Fire Chief’s Pedestrian Victim-Blaming: Wrong and Dangerous

It can take up to two minutes for firefighters to leave Fire Station 1 on Folsom Street, where drivers block the “Keep Clear” zone. Though they attempt to use the new buffered bike lane, it’s also blocked by drivers. Image: KRON 4

There’s no telling where San Francisco Fire Chief Johanne Hayes-White got the patently false stats on pedestrian safety she cited to the SF Examiner yesterday. Hayes-White argued that the city shouldn’t build proven pedestrian safety upgrades because most people hit by drivers while walking are to blame for their own injuries.

The Fire Department hasn’t cited any data to back its misguided campaign against bulb-outs and bike lanes on the grounds that they cause delays for emergency vehicles. But what’s clear to anyone on the streets is that firefighters and ambulances are constantly delayed by private autos, whether they’re doubled-parked or sitting in congestion. By opposing proven safety upgrades on streets that see the very crashes they respond to, SFFD is making the city a more dangerous place to live.

SF Fire Chief Joanne Hayes-White at a hearing in September. Image: SFGovTV

As Walk SF Executive Director Nicole Schneider told the Examiner, it’s “a shame.”

“We’re all working on public safety here,” she said. “What we need to be doing is building safer streets. These sort of improvements reduce deaths.”

Hayes-White told the Examiner that “as many as 74 percent of pedestrian injuries result from jaywalking, other citable offenses or pedestrians being ‘inattentive.’” But according to the SFMTA’s 2010-2011 Collisions Report [PDF], out of the 844 non-fatal pedestrian crashes in 2011, police attributed 573 primarily to driver error. The five most commonly-cited factors were driver violations, the top being motorists’ failure to yield the right-of-way in a crosswalk.

Despite the complete lack of data to support “distracted walking” as a significant cause of pedestrian deaths, Hayes-White and SFPD Chief Greg Suhr continue to blame the victims.

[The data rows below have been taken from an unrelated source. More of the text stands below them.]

PR #7593, opened 2021-02-23
Automatically update SPM version variable

paulb777:
#no-changelog

### DIFF
--- a/ReleaseTooling/Sources/FirebaseReleaser/InitializeRelease.swift
+++ b/ReleaseTooling/Sources/FirebaseReleaser/InitializeRelease.swift
@@ -131,6 +131,7 @@ struct InitializeRelease {
   }
 
   private static func updateSwiftPackageVersion(path: URL, version: String) {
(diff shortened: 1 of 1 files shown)


ReleaseTooling/Sources/FirebaseReleaser/InitializeRelease.swift
```diff
@@ -128,4 +129,9 @@ struct InitializeRelease {
       "'Firebase',[[:space:]]*'\\).*'#\\1\(version)'#\" Podfile"
     Shell.executeCommand(sedCommand2, workingDir: collisionPodfile)
   }
+
+  private static func updateSwiftPackageVersion(path: URL, version: String) {
+    Shell.executeCommand("sed -i.bak -e \"s/\\(let firebaseVersion.*=[[:space:]]*\\).*/\\1" +
```
ryanwilson, line 134: LGTM - if you don't mind can you add a comment above splitting out each section of the regex for future readers and those unfamiliar?

ryanwilson (approved):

Meanwhile, as Supervisor Scott Wiener noted to the Examiner after a ride-along with SFFD responders, ”Bulb-outs weren’t a problem. Double-parked cars are a huge problem for them.” Another screamingly obvious observation is the fact that bulb-outs often replace curbside parking spaces. Yet SFFD would have the public believe that fire truck and ambulance drivers have an easier time navigating around parked cars than curbs.

It’s hard not to cringe when watching recent media reports like the one from KTVU in October, showing fire truck drivers squeezing around stopped cars all while maintaining that the real problem is bulb-outs and bike lanes. The argument against unprotected bike lanes is especially perplexing, since they actually help provide a clear path for fire trucks (it’s pretty easy for people on bikes to get out of the way).

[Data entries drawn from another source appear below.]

PR #7600, opened 2021-02-24
Remove the warning when Analytics is not included

### LINKED ISSUE #7487: FirebasePerformance SDK warns that FirebaseAnalytics should be included

  * Xcode version: 12.4
  * Firebase SDK version: 7.5
  * Firebase Component: Performance, though I also have Crashlytics installed.

`Firebase.h` generates a warning when `FirebasePerformance` is included but `FirebaseAnalytics` isn't included in the project. This contradicts the SDK's documentation.

The table in [this section](https://firebase.google.com/docs/ios/setup#available-pods) does not list Analytics as required for the Performance SDK. Additionally my experience so far has been that the Performance SDK has been working just fine without Analytics included.

#### Steps to reproduce:

1. Include the Firebase Performance SDK in a project that does not include the Analytics SDK.
2. In case it matters, I installed the SDK using CocoaPods and also have the Crashlytics SDK included in the project.
3. Build the app.
4. Note the warning `"FirebaseAnalytics.framework is not included in your target. Please add the \
FirebaseAnalytics dependency to your project to ensure Firebase Performance works as intended."`

#### Relevant Code:

It seems like these lines are incorrect and should be removed, or the documentation in the SDK is incorrect.
```
  #if __has_include(<FirebasePerformance/FirebasePerformance.h>)
    #import <FirebasePerformance/FirebasePerformance.h>
    #if TARGET_OS_IOS && !__has_include(<FirebaseAnalytics/FirebaseAnalytics.h>)
      #ifndef FIREBASE_ANALYTICS_SUPPRESS_WARNING
        #warning "FirebaseAnalytics.framework is not included in your target. Please add the \
FirebaseAnalytics dependency to your project to ensure Firebase Performance works as intended."
      #endif // #ifndef FIREBASE_ANALYTICS_SUPPRESS_WARNING
    #endif
  #endif
```

visumickey:
Firebase Performance does not require inclusion of Analytics. Fixes #7487

### DIFF
--- a/CoreOnly/Sources/Firebase.h
+++ b/CoreOnly/Sources/Firebase.h
@@ -99,12 +99,6 @@ FirebaseAnalytics dependency to your project to ensure Messaging works as intend
 
   #if __has_include(<FirebasePerformance/FirebasePerformance.h>)
     #import <FirebasePerformance/FirebasePerformance.h>
-    #if TARGET_OS_IOS && !__has_include(<FirebaseAnalytics/FirebaseAnalytics.h>)
-      #ifndef FIREBASE_ANALYTICS_SUPPRESS_WARNING
-        #warning "FirebaseAnalytics.framework is not included in your target. Please add the \
-FirebaseAnalytics dependency to your project to ensure Firebase Performance works as intended."
-      #endif // #ifndef FIREBASE_ANALYTICS_SUPPRESS_WARNING
-    #endif
   #endif
 
   #if __has_include(<FirebaseRemoteConfig/FirebaseRemoteConfig.h>)
--- a/FirebasePerformance/CHANGELOG.md
+++ b/FirebasePerformance/CHANGELOG.md
@@ -1,6 +1,7 @@
 # Unreleased
 * Deprecate Clearcut event transport mechanism.
 * Enable dynamic framework support. (#7569)
+* Remove the warning to include Firebase Analytics as Perf does not depend on Analytics (#7487)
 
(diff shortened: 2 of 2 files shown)


paulb777 (approved):
Please update changelog

visumickey:
> Please update changelog

Done.

jeremyjiang-dev (approved):

CoreOnly/Sources/Firebase.h
```diff
@@ -99,12 +99,6 @@ FirebaseAnalytics dependency to your project to ensure Messaging works as intend
 
   #if __has_include(<FirebasePerformance/FirebasePerformance.h>)
     #import <FirebasePerformance/FirebasePerformance.h>
```
ramanpreetSinghKhinda, line 101: Do we need to keep this? What is the purpose of this?

ramanpreetSinghKhinda (approved):

CoreOnly/Sources/Firebase.h
paulb777: It's needed. That allows clients to access Perf APIs by including Firebase.h or importing the Firebase module.

visumickey: @ramanpreetSinghKhinda These are Umbrella headers. If the including app includes Firebase.h, all the header files of other Firebase products that used by the app will be automatically imported. This is a huge convenience header for the developers. So this is definitely needed.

This was illustrated in one of Stanley Roberts’ recent People Behaving Badly segments (see below), filmed at Fire Station 1 on Folsom Street in SoMa. Roberts points out that drivers routinely block the “Keep Clear” zone intended to maintain a clear path of exit for fire trucks. What’s also plainly visible (yet barely mentioned) in the segment is Folsom’s new buffered bike lane, which now provides an emergency lane for fire trucks, except when car drivers violate it (as seen in the segment).

“During the commute, it can take firefighters as much as two minutes just to leave the station because of oblivious drivers,” Roberts says in the piece.

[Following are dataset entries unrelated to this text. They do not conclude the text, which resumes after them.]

PR #7601, opened 2021-02-24
Move the dispatch of gauge metric calls to its dedicated thread asynchronously

### LINKED ISSUE #7535: Crash in FPRGaugeManager addGaugeData

  * Xcode version: 12.2
  * Firebase SDK version: 7.3.0
  * Firebase Component: Performance (Auth, Core, Database, Firestore, Messaging, Storage, etc)

#### Steps to reproduce:
Found crash with no known way to reproduce, about 40 crash for 30 days, so far found on iOS 13 and 14
All/most crash seems to happen some time after app returning to foreground

```
Crashed: com.google.perf.gaugeManager.gaugeData
0  libobjc.A.dylib                0x1974e5c90 objc_retain + 16
1  <appname>                      0x100e0e534 __32-[FPRGaugeManager addGaugeData:]_block_invoke + 4369573172
2  libdispatch.dylib              0x182d7a298 _dispatch_call_block_and_release + 24
3  libdispatch.dylib              0x182d7b280 _dispatch_client_callout + 16
4  libdispatch.dylib              0x182d23dcc _dispatch_lane_serial_drain$VARIANT$mp + 612
5  libdispatch.dylib              0x182d248a8 _dispatch_lane_invoke$VARIANT$mp + 424
6  libdispatch.dylib              0x182d2e338 _dispatch_workloop_worker_thread + 712
7  libsystem_pthread.dylib        0x1cb9695a4 _pthread_wqthread + 272
8  libsystem_pthread.dylib        0x1cb96c874 start_wqthread + 8
```

visumickey:
Fixes #7535


FirebasePerformance/Sources/Gauges/FPRGaugeManager.m
```diff
@@ -117,7 +117,9 @@ - (BOOL)gaugeCollectionEnabled {
 }
 
 - (void)startCollectingGauges:(FPRGauges)gauges forSessionId:(NSString *)sessionId {
-  [self prepareAndDispatchGaugeData];
+  dispatch_async(self.gaugeDataProtectionQueue, ^{
+    [self prepareAndDispatchGaugeData];
+  });
 
   self.currentSessionId = sessionId;
```
maksymmalyhin, line 124: Will old gauge data be associated with the new session ID if we set it now before batching? Is it fine if so?

maksymmalyhin (approved):
👍  LGTM, one question.

paulb777 (approved):
LGTM with resolution of @maksymmalyhin's question

FirebasePerformance/Sources/Gauges/FPRGaugeManager.m
visumickey: Very good question and a great catch. I have modified the code to handle that scenario better. Please take a look.

FirebasePerformance/Sources/Gauges/FPRGaugeManager.m
```diff
@@ -117,9 +117,8 @@ - (BOOL)gaugeCollectionEnabled {
 }
 
 - (void)startCollectingGauges:(FPRGauges)gauges forSessionId:(NSString *)sessionId {
-  dispatch_async(self.gaugeDataProtectionQueue, ^{
-    [self prepareAndDispatchGaugeData];
-  });
+  // Dispatch the already available gauge data with old sessionId.
+  [self prepareAndDispatchCollectedGaugeDataWithSessionId:self.currentSessionId];
```
maksymmalyhin, line 121: May it happen that the new session gauge data will be associated with the old session ID? Looks like not, because `addGaugeData` is also protected by the serial queue. But would like to check with you just in case.

maksymmalyhin (approved):
Thank you for the update! LGTM.

FirebasePerformance/Sources/Gauges/FPRGaugeManager.m
visumickey: That is a good question as well. I thought about as well. The ideal solution I had in my mind was to make the prepareAndDispatch method to take both the gauge data and the session ID as inputs (making it more self-contained). But that lead to a lot of repetitive code in reseting the gauge data unprotected. So took this approach which has the risk you mentioned, but since both addGaugeData and prepareAndDispatch happen on the same serial queue, that issue would not happen.

jeremyjiang-dev (approved):
LGTM! This PR has been a great learning experience for me!

PR #7617, opened 2021-02-26
FIRMessagingCheckinServiceTest: use OCMock to stub NSURLSession

maksymmalyhin:


FirebaseMessaging.podspec
```diff
@@ -36,10 +36,14 @@ device, and it is completely free.
     'Firebase/InstanceID/Public/*.h',
     'FirebaseInstallations/Source/Library/Private/*.h',
   ]
-  s.requires_arc = [
-    base_dir + 'Sources/*.m',
-    base_dir + 'Sources/Token/*.m'
-  ]
+
+  # TODO: Find out why `requires_arc` was required.
```
paulb777, line 40: I suspect, it's left over from the when the Protobuf dependency required some files to be built without ARC

maksymmalyhin: If so, looks like safe to be removed.

paulb777: Agreed

maksymmalyhin:
Other test failures seems to be inherited from the parent branch and not relevant to the PR changes.

FirebaseMessaging.podspec
```diff
@@ -36,10 +36,7 @@ device, and it is completely free.
     'Firebase/InstanceID/Public/*.h',
     'FirebaseInstallations/Source/Library/Private/*.h',
   ]
-  s.requires_arc = [
```
chliangGoogle, line 39: curious: this is not needed?

chliangGoogle (approved):
Awesome. thank you for doing this Maksym!

FirebaseMessaging/Tests/UnitTests/FIRMessagingCheckinServiceTest.m
```diff
@@ -47,23 +40,29 @@ @implementation FIRMessagingCheckinServiceTest
 
 - (void)setUp {
   [super setUp];
+
+  // Stub NSURLSession constructor before instantiating FIRMessagingCheckinService to inject
+  // URLSessionMock.
+  // TODO: inject NSURLSession instance via an initializer.
+  self.URLSessionMock = OCMClassMock([NSURLSession class]);
+  OCMStub(ClassMethod([self.URLSessionMock sessionWithConfiguration:[OCMArg any]]))
```
chliangGoogle, line 48: Nice! looks like I don't even have to expose the local session object.

FirebaseMessaging.podspec
maksymmalyhin: If the [reason mentioned by Paul](https://github.com/firebase/firebase-ios-sdk/pull/7617#discussion_r583771492) is the only one, than I think we don't need it any more.

PR #7619, opened 2021-02-26
Limit the number of unsent reports on disk to prevent disk filling

samedson:
If the developer turns automatic collection off, they run the risk of filling up disk space with unsent reports if they never call send/deleteUnsentReports. In addition, having too many unsent reports can cause performance problems when trying to find the newest unsent report.

This change limits the number of unsent reports to 4 to match Android: https://github.com/firebase/firebase-android-sdk/blob/e65f4876ff61b5791986c249b21cb094c37bd29e/firebase-crashlytics/src/main/java/com/google/firebase/crashlytics/internal/settings/SettingsJsonConstants.java#L61

### DIFF
--- a/Crashlytics/Crashlytics/Controllers/FIRCLSExistingReportManager.m
+++ b/Crashlytics/Crashlytics/Controllers/FIRCLSExistingReportManager.m
@@ -29,14 +29,16 @@ const NSUInteger MAX_UNSENT_REPORTS = 4;
 @interface FIRCLSExistingReportManager ()
 
 @property(nonatomic, strong) FIRCLSFileManager *fileManager;
-@property(nonatomic, strong) NSOperationQueue *operationQueue;
 @property(nonatomic, strong) FIRCLSReportUploader *reportUploader;
+@property(nonatomic, strong) NSOperationQueue *operationQueue;
 
 // This list of active reports excludes the brand new active report that will be created this run of
 // the app.
 @property(nonatomic, strong) NSArray *existingUnemptyActiveReportPaths;
 @property(nonatomic, strong) NSArray *processingReportPaths;
 @property(nonatomic, strong) NSArray *preparedReportPaths;
+
+@property(nonatomic, strong) FIRCLSInternalReport *newestInternalReport;
 
 @end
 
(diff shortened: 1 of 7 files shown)


Crashlytics/Crashlytics/Controllers/FIRCLSExistingReportManager.m
```diff
@@ -17,23 +17,29 @@
...
 #import "Crashlytics/Crashlytics/Controllers/FIRCLSReportUploader.h"
 #import "Crashlytics/Crashlytics/DataCollection/FIRCLSDataCollectionToken.h"
+#import "Crashlytics/Crashlytics/Helpers/FIRCLSLogger.h"
 #import "Crashlytics/Crashlytics/Models/FIRCLSFileManager.h"
 #import "Crashlytics/Crashlytics/Models/FIRCLSInternalReport.h"
 #import "Crashlytics/Crashlytics/Private/FIRCrashlyticsReport_Private.h"
 #import "Crashlytics/Crashlytics/Public/FirebaseCrashlytics/FIRCrashlyticsReport.h"
 
+// This value should stay in sync with the Android SDK
+const NSUInteger MAX_UNSENT_REPORTS = 4;
```
adamvduke, line 27: Should this be extern'ed? It's mentioned in the header, but doesn't seem to be defined there.

Crashlytics/Crashlytics/Controllers/FIRCLSExistingReportManager.m
```diff
@@ -52,15 +58,15 @@ - (instancetype)initWithManagerData:(FIRCLSManagerData *)managerData
   return self;
 }
 
-NSInteger compareOlder(FIRCLSInternalReport *reportA,
+NSInteger compareNewer(FIRCLSInternalReport *reportA,
```
adamvduke, line 61: Should there be a comment describing which report is newer, and is the type NSComparisonResult more descriptive?

Crashlytics/Crashlytics/Controllers/FIRCLSExistingReportManager.m
```diff
@@ -52,15 +58,15 @@ - (instancetype)initWithManagerData:(FIRCLSManagerData *)managerData
...
                        FIRCLSInternalReport *reportB,
                        void *context) {
-  return [reportA.dateCreated compare:reportB.dateCreated];
+  return -1 * [reportA.dateCreated compare:reportB.dateCreated];
```
adamvduke, line 64: Should there be a comment here noting that you are inverting the standard comparison result, or possibly swap A and B instead of multiplying by `-1`?

Crashlytics/UnitTests/FIRCLSExistingReportManagerTests.m
```diff
@@ -0,0 +1,214 @@
...
+  [self createActiveReportWithID:@"report_B" time:12315 withEvents:YES];
+  [self createActiveReportWithID:@"report_C" time:31533 withEvents:YES];
+  [self createActiveReportWithID:@"report_D" time:63263 withEvents:YES];
+
+  [self.existingReportManager collectExistingReports];
+
+  [self.existingReportManager.operationQueue waitUntilAllOperationsAreFinished];
+
+  // Reports with events should be kept if there's less than MAX_UNSENT_REPORTS reports
+  XCTAssertEqual([[self contentsOfActivePath] count], 4);
```
adamvduke, line 176: If `MAX_UNSENT_REPORTS` is extern'ed can we reference it here and below to clarify why the expected value is 4?

Crashlytics/UnitTests/FIRCLSExistingReportManagerTests.m
```diff
@@ -0,0 +1,214 @@
...
+  XCTAssertEqual(self.existingReportManager.unsentReportsCount, 4);
+  XCTAssertEqual(self.existingReportManager.existingUnemptyActiveReportPaths.count, 4);
+
+  // Newest report based on started_at timestamp
+  XCTAssertEqualObjects(self.existingReportManager.newestUnsentReport.reportID, @"report_D");
+}
+
+- (void)testUnsentReportsOverLimit {
```
adamvduke, line 184: Should there be a comment here describing the expected results? A quick scan of the setup code doesn't immediately reveal the expected behavior until you realize that the tests are created with various timestamps.

Crashlytics/Crashlytics/Controllers/FIRCLSExistingReportManager.m
samedson: Ooh good call

adamvduke (approved):

PR #7623, opened 2021-02-27
WIP: Add Firestore support to FirebaseCombine

lorenzofiamingo:
# :construction: Progress
## :sparkles: Implementation
**Collection Reference**
- [x] addDocument

**Document Reference**
- [x] setData
- [x] updateData
- [x] delete
- [x] getDocument
- [x] snapshotPublisher

**Query**
- [x] getDocuments
- [x] snapshotPublisher

**Transaction**
- [x] runTransaction

**WriteBatch**
- [x] commit

## :memo: Documentation
**Collection Reference**
- [x] addDocument

**Document Reference**
- [x] setData
- [x] updateData
- [x] delete
- [x] getDocument
- [x] snapshotPublisher

**Query**
- [x] getDocuments
- [x] snapshotPublisher

**Transaction**
- [x] runTransaction

**WriteBatch**
- [x] commit

## :white_check_mark: Test
**Collection Reference**
- [ ] addDocument

**Document Reference**
- [ ] setData
- [ ] updateData
- [ ] delete
- [ ] getDocument
- [ ] snapshotPublisher

**Query**
- [x] getDocuments
- [ ] snapshotPublisher

**Transaction**
- [ ] runTransaction

**WriteBatch**
- [ ] commit

PR #7632, opened 2021-03-01
WIP: making Firestore / Combine testable

peterfriese:
Hi all,

This is an attempt at making the Firebase / Combine code testable. It is baes on @lorenzofiamingo's PR #7623 - see his original comment about not being able to mock Firestore classes: https://github.com/firebase/firebase-ios-sdk/pull/7623#discussion_r584122727

The main issue (yet again) that the initialisers for many classes are hidden, and only accessible internally. I've tried to add the internal headers to the bridging header, but failed. If someone else would like to have a go at it, please go ahead - I'm no expert in cross-language integrations, so might have missed something when setting up the Podfile.

The current attempt is to use protocols and protocol extensions to make it easier to replace the implementation with a mock. I've implemented this according to @maksymmalyhin's PR #7557. This approach seems to work quite well - except that we need to create dummy results for some of the methods, and (you guessed it) that's not possible because the initialisers are hidden. There is a utility file that should help (`Firestore/Example/Tests/API/FSTAPIHelpers.mm`), but when trying to import it via the bridging header, I get a bunch of error messages as well.

If we cannot mock the Firestore base classes, we'll have to resort to using a similar approach to the original Firestore tests:
1. write integration tests that make use of the Emulator suite
2. use "compile"-tests that verify that the API signatures look like we expect them

Any help/suggestions appreciated.

### DIFF
--- a/.swiftpm/xcode/xcshareddata/xcschemes/Firebase-Package.xcscheme
+++ b/.swiftpm/xcode/xcshareddata/xcschemes/Firebase-Package.xcscheme
@@ -734,6 +734,118 @@
                ReferencedContainer = "container:">
             </BuildableReference>
          </BuildActionEntry>
+         <BuildActionEntry
+            buildForTesting = "YES"
+            buildForRunning = "YES"
+            buildForProfiling = "YES"
+            buildForArchiving = "YES"
+            buildForAnalyzing = "YES">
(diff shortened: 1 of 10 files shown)


peterfriese:
Closing this in favour of #7660.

SFFD has been reporting that its average response time has dropped by eight seconds over the past two years. (Oddly enough, SF County Transportation Authority staff reported this week that average driving speeds on arterial streets have actually increased by as much as 1 mph over the past two years, saying it might be due to less construction and a shift from driving to transit ridership.)

As we reported in 2011, San Francisco’s roughly three pedestrian crashes per day cost the city big time — an estimated $76 million per year, when accounting for medical treatment, emergency services, lost wages, and other impacts. As the Examiner reported yesterday, up to 75 percent of the Fire Department’s calls are in response to emergency medical services. That includes traffic injuries, though it’s not clear what share of those calls are responding to crashes.

City Hall and the SFMTA have rightly recognized the imperative to implement best practices proven to save lives. It’s time for SFFD brass to re-think its hidebound, car-centric views and embrace efforts that complement the department’s mission to keep people safe.